The Poet’s Eye: Summer ’09

The Poet’s Eye: Summer ’09

In our Summer ’09 edition, THE POET’S EYE features Julie Enszer, Judith Barrington and Toi Derricotte;
from Poetry Co-Editor Judith Arcana.


Three people are working on old, American cars.
One man with a white van—his mobile mechanic’s shop—
has pulled the engine out of a black Monte Carlo.
Another crawls from under a Sunbird
rusted and battered tail pipe in hand.
The third, an Escort, hood open, unattended.
Owners ostensibly inside the auto supply
searching for the proper replacement part.

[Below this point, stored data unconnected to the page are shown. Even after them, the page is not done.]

Issue #13815, opened 2019-02-09
NFR Rename Volt "compiled"


v00v:
Request to remove "compiled" from ``setOptions`` and simply use it like this;
Because eveyone who uses Volt know that this ``setOptions`` are "compiled" :-)

```php
$di->set('view', function() {
  $view = new View();
      $view->setViewsDir('../app/views/');
      $view->registerEngines([
        '.volt' => function($view, $di) {
        $volt = new Volt($view, $di);
          $volt->setOptions([
            'path' => '../app/cache/',  // "compiledPath"
            'extension' => '.html',  // "compiledExtension"
            'separator' => '_',  // "compiledSeparator"
            'stat' => true,
            'always' => true,  // "compileAlways"
          ]);
          return $volt;
        }]);
  return $view;
});
```

I think by now you can guys see that LESS is MORE :-) Its better to have less typed alias, commands and functions. Because who wants to type ``someFunctionNameAgainAndAgain()``

To have backward compability you can simply create alias for this. So everyone who uses "compiled" it will still work, or simply note this in Phalcon changelog that it has been changed like few recent renames of functions you have done :-) Love it!

dschissler:
I like it without the alias.  Phalcon v3 was around for a very long time.  I think that it bough the project some leeway to break stuff in v4.  If anything I would emit a warning if the "compiled" key exists and then just remove that warning later in the v4 cycle.

If people can agree that removing the "compiled" level is good then I could do this PR.  I find that what Phalcon really lacks in its issues is a "Sounds good, lets do it".  So issues just sit there maybe in agreement but then nobody does it.  So @niden it would be great if you could get in the habit of "in theory" approving changes.  Of course that doesn't mean you are bound to the implementation.  I have no idea if you would actually accept something or if you are just being kind and tagging it.  So I pretty much just only do stuff that I feel that I can't live without.  Nothing else is worth the uncertainty.

niden:
@dschissler I always try to add labels to issues. Aside from the glaring obvious `not a bug` or won't fix`, the RFC one is where we need comments from the community. Anything else pretty much gets a NFR/Enhancement or Bug.

Any of these that fit the workload of the current version are added in the v4 project here:

https://github.com/phalcon/cphalcon/projects/3

Anything that is not, will be introduced in v4.1 etc. I cannot develop more than what the current project has, otherwise we will end up with an alpha version that lasts a while year. The tasks on the project are pretty much heavy with PSR and all that.

[...]

PR #13840, opened 2019-02-18
Changed Volt compiler options.

dschissler:
Hello!

* Type: new feature
* Link to issue: #13815

Small description of change: 

Changed Volt compiler options with to `compiled` or `compile` prefix to be deprecated. Now use the key without the prefix. I'm simplifying the API.

**NOTICE:** I'm trying something different by using a different forked branch for each PR.  If this change is acceptable then I'll make the change log entry to get this all of the way through.  In order to avoid merge conflicts this should be done as late as possible.  I hope to be able to have several of these going at once for higher throughput.

### DIFF
--- a/phalcon/mvc/view/engine/volt/compiler.zep
+++ b/phalcon/mvc/view/engine/volt/compiler.zep
@@ -2504,9 +2504,9 @@ class Compiler implements InjectionAwareInterface
 	 */
 	public function compile(string! templatePath, bool extendsMode = false)
 	{
-		var stat, compileAlways, prefix, compiledPath, compiledSeparator, blocksCode,
-			compiledExtension, compilation, options, realCompiledPath,
-			compiledTemplatePath, templateSepPath;
+		var blocksCode, compilation, compileAlways, compiledExtension, compiledPath,
+			compiledSeparator, compiledTemplatePath, optionKey, options, prefix,
+			realCompiledPath, stat, templateSepPath;
 
 		/**
 		 * Re-initialize some properties already initialized when the object is cloned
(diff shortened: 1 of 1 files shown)


sergeyklay (approved):
LGTM. 

/cc @phalcon/framework-team

dschissler:
I looked up "LGTM" and its "literally garbage to me" :(((.  Then I saw that its a PR system.

@sergeyklay Hey so for these two PRs that you approved.  Let me then just add the change log entry one at a time.  I don't know the best way to get these all through.  I don't want to have a PR blocking the rest of my PRs (as you can see I have many).

sergeyklay:
@dschissler I will keep this open for a day or two to allow other contributors a chance to speak up, and to take a fresh look at it later. But at the moment it seems good to me.

CameronHall (approved):

niden:
I would have liked a couple of tests on this but it's perfectly fine. Merging

Thank you @dschissler

sergeyklay:
@dschissler @niden Question: Should we introduce deprecations for a brand new version? Can we just remove old config param?

dschissler:
I think that for things like this that the deprecations aren't needed but it was asked for.

niden:
Yeah, now that I think about it, deprecation is not needed since this can be documented. We can just remove the `trigger_error`. 

Thanks guys

dschissler:
@niden So we would use both keys?  Then later in 4.x add them back?  It will also simplify the code a bit.

niden:
@dschissler no we can just use the non `compile` prefixed ones for v4. All we will have to do is ensure that the upgrade documentation reflects that change so that developers make that change in their code.

dschissler:
@niden Ha ok.  It will end up being almost a full revert with just replacing the keys.  I'll get that new PR to you guys soonish.

dschissler:
@niden @sergeyklay I have a good idea!  Why don't we leave the volt compiler keys as they are now and then remove the old keys later say after the first beta?  This will give early adopters some easy deprecation warnings.  I mean, the code is already there and it will help some people out.  It will be very easy to remove them later (before the 4.0 release).  I was only following a request by adding in the deprecation warnings but now it was determined the old keys aren't needed we might as well make the best out of the work that was done.

sergeyklay:
@dschissler I'm ok with removing he old keys later say after the first beta

sergeyklay:
@niden Could you please update change log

Although I don’t need one, I’ve brought a man.
Newly minted. Nine months ago, breasts removed—
scars from the surgical drains healed quickly
now the only skin rupture from needles
delivering daily hormones he refers to as T,
and the resulting faux-adolescent acne pimpling his face.
He’s more of a man than me. Still, it takes us two tries
with a return in between to find wiper blades that fit.

©Sca Shilova

Julie Enszer, is enrolled currently in the Ph.D. program in Women’s Studies at the University of Maryland. Her poetry has been published in Iris: A Journal About Women, Room of One’s Own, Long Shot, Feminist Studies and the Jewish Women’s Literary Annual; she is a regular book reviewer for the Lambda Book Report and Calyx. “Absolutely No Cars…” was originally published in So to Speak. You can read more of her work at

LOOKING FOR GENDER by Judith Barrington, OTI Summer 2009

Certain scientists examined the brains of rats
and the brains of humans, fine-slicing each one
with a machine like the steel that shaves off ham at the deli.
They searched and searched for the sweet spot

that tells the rat or the person which side they’re on—
the spot that beams out certain knowledge,
certain ways of sitting in a chair. The blade
sliced rhythmically, layer upon layer

thinner than even the papery kind of ham—
transparent sheets of brain
folding themselves neatly into a pile
concertina style, and next to each, a stacked

brain of another gender. Once in a while
a scientist lifted the layers with tweezers
comparing them, male to female. This is how
some humans spend their time. The rest of us

just sit in our chairs, crossing our legs the way
our brains dictate. Sometimes it seems as if
our female or male legs are getting the wrong message.
It’s that sweet spot again. Doing its mysterious thing.

©Sca Shilova

Judith Barrington has published three collections of poetry including Horses and the Human Soul. Lifesaving: A Memoir won the Lambda Book Award and was a finalist for the PEN/Martha Albrand Award. She is a faculty member of the University of Alaska’s MFA Program. “Looking for Gender” was previously published in Manzanita Quarterly.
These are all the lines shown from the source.